They ain't. They're paying attention. They know and they understand. I think that this case would have unleashed really dark forces in the country, unleashed a real change and challenge to how democracy works in this country, and for the most part, they balked. I think that we do see that a justice like Kavanaugh, a justice like Barrett, certainly a justice like John Roberts. They are concerned with how their court is viewed in the media and politically. I think this kind of case shows that they are not ignorant to the forces writ large in the country.
Brian Lehrer: There was one more decision that came down today that was on our list of big ones that we're watching. It's known as the true threat case, technically Counterman versus Colorado. This hinges on whether what matters is if you think you reasonably conclude that you're being threatened, or if the other person actually intended to threaten you. I can't help but think of the Daniel Penny chokehold murder of Jordan Neely or chokehold killing of Jordan Neely that courts will have to decide if it was manslaughter. That obviously was not the case in front of the Supreme Court. What was?
Elie Mystal: This is a really interesting case, Brian. Basically, we have a stalker.

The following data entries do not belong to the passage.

PR #5489, opened 2025-05-15
[Container.Dynamic] Fix warnings in TriangleSetGeometryAlgorithms

hugtalbot:
This originally simple-minded PR fails due to inconsistency between sofa::helper::vector and Vec (pushback)
```cpp
sofa::type::vector< sofa::type::vector< SReal > > p_baryCoefs;
...
p_baryCoefs.push_back(a_baryCoefs);
```

where :
```
auto a_baryCoefs =
        computeTriangleBarycoefs(ind_ta, (const sofa::type::Vec<3, Real> &) a);
```
should become:
```
auto a_baryCoefs =
    computeTriangleBarycentricCoordinates(ind_ta, (const sofa::type::Vec<3, Real> &) a);
```


epernod (changes requested):
The 2 methods are not implemented the same way and might not always give the same results... This was one problem I encountered. 
This is why I already put those methods as Deprecated in v25.06

If those warnings are not too armfull, could we postpone that PR for after I finish my work on refactoring TriangleSetGeometryAlgorithms: https://github.com/epernod/sofa/pull/17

We have a man who was sending Facebook messages to a woman that he didn't know but they were very creeper. They were, "Oh, I like the new Jeep you bought." She's never met this man before. "Looks like you were just at the grocery store." She's never met this man before. The woman got scared, I think legitimately so, and sued. Now, here's the thing, is the messages that he was sending, they weren't, "I'm going to kidnap you and kill you." They weren't threatening in that kind of violent way.
They were awfully disconcerting. The question then in front of the court was whether these kinds of messages, whether or not those would trip what's called true threat analysis, which is a legal jargon term for when your free speech stops because you're freaking other people out. At some point, your right to harass people under the First Amendment stops because you're a creeper. We understand that. The question from the Supreme Court is where you draw the line. What the ruling was 7-2 written by Elena Kagan. It's very interesting.
She basically lets the stalker win the actual case. He was convicted of harassment or whatever. She says, no, he has to be retry because the Colorado State court used a standard of objectivity that these were objectively threatening messages. Kagan says, no, you have to look at this subjectively, you have to look at this in terms of whether or not the person receiving the message reasonably or legitimately, or whatever, understood those messages to be a threat. It's a subjective standard, not an objective standard. That's a win for the stalker.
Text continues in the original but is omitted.